Alright, Violet Floyd PRS is now on the 2014 want list. Mike, you gonna be at NAMM this year?


----------



## vanhendrix (Dec 18, 2013)

If the CU24 Floyd existed in lefty I would already have one somehow. That's the perfect guitar. 

All you righties owe it to yourselves to just demolish the stocks of that guitar. Buy 6 if you have to.


----------



## Eclipse (Dec 18, 2013)

So good looking!


----------



## Riffer (Dec 18, 2013)

snowblind56 said:


> I want the Floyd CU24, but only if it has 6100 frets...

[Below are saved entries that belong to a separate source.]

PR #3899, opened 2023-11-16
Add a script to bootstrap running Pester tests

JohnMcPMS:
## Change
Adds a script that can bootstrap from nothing to run the Pester tests.  Also updates the existing test scripts to enable this with the goal of not changing their current behavior.  Publishes the test scripts so that one can download the artifacts and run tests against whatever set of modules and client is interesting.
 ###### Microsoft Reviewers: [Open in CodeFlow](https://microsoft.github.io/open-pr/?codeflow=https://github.com/microsoft/winget-cli/pull/3899)


src/PowerShell/scripts/Execute-WinGetTests.ps1
```diff
@@ -0,0 +1,128 @@
...
+    [string]$ConfigurationModuleVersion,
+    
+    # The version of the client to use. Use 'existing' to skip updating.
+    [string]$ClientVersion,
+    
+    # The version of Powershell to use. Use 'existing' to skip updating.
+    [string]$PwshVersion,
+    
+    # The path to the binaries to run the web server.
+    [string]$LocalhostWebServerPath = (Join-Path $PSScriptRoot "..\LocalhostWebServer"),
```
Trenly, line 18: For any parameters which are paths, it may be a good idea to validate the path exists as part of the parameter validation
```powershell
[ValidateScript({if ($_){  Test-Path $_}})]
```

src/PowerShell/scripts/Execute-WinGetTests.ps1
```diff
@@ -0,0 +1,128 @@
+# Copyright (c) Microsoft Corporation.
+# Licensed under the MIT License.
+[CmdletBinding()]
+param(
+    # The version of the client PS module to use.
+    [string]$ClientModuleVersion,
+
+    # The version of the configuration PS module to use.
```
msftrubengu, line 8: You could have a parameter set for to import local modules

msftrubengu (approved):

Good luck with that. That's 6076 more frets!!! That'll never work man.


----------



## MetalDaze (Dec 18, 2013)

vanhendrix said:


> If the CU24 Floyd existed in lefty I would already have one somehow. That's the perfect guitar.
> 
> All you righties owe it to yourselves to just demolish the stocks of that guitar. Buy 6 if you have to.


 
I already have someone checking on the possibility of this


----------



## TIBrent (Dec 18, 2013)

Although that Zach Myers looks AMAZING I am about darn ready for an Emil Werstler signature already. I mean the dude does every single event PRS & co put on, reps the heck out of the company, is very big in the metal community especially amongst shredders, is an amazing player & above all Paul is huge on his playing.


----------



## vanhendrix (Dec 18, 2013)

MetalDaze said:


> I already have someone checking on the possibility of this



Keep me posted sir. When I bought my current PRS I was so enamoured that I emailed the customer support just to thank the company for existing.


----------



## loqtrall (Dec 18, 2013)

Finally! I've been waiting for a PRS I can afford with a Floyd that wasn't the Torero. I'm so happy.


----------



## purpledc (Dec 19, 2013)

does someone have a mop? I just saw the floyds and had multiple bodily malfunctions and I find myself in a bit of a mess.

Now if only they would make an S2 with either a fixed bridge or a floyd, I would get me a new PRS.


----------



## Domselis (Dec 19, 2013)

PRS Guitars Introduces Marty Friedman Signature Model | Guitar World

So, what do you all think?


----------



## Knyas (Dec 19, 2013)

I welcome it, but it's hardly exciting is it? A Black SE Singlecut with Star inlays.


----------



## SeanSan (Dec 19, 2013)

Boring.

I'd still buy it since I'm a Marty Friedman fanboy.  It's probably a solid workhorse guitar too though! And I'm okay with that. I dig the stars too!


----------



## thrashcomics (Dec 19, 2013)

it is exactly the same as his ibanez was.


----------



## asfeir (Dec 19, 2013)

Looks like the old tremonti se! These are amazing guitars and they only need minor changes to challenge the top guitars like a but change/tuners and pickups.


----------



## Adam Of Angels (Dec 19, 2013)

thrashcomics said:


> it is exactly the same as his ibanez was.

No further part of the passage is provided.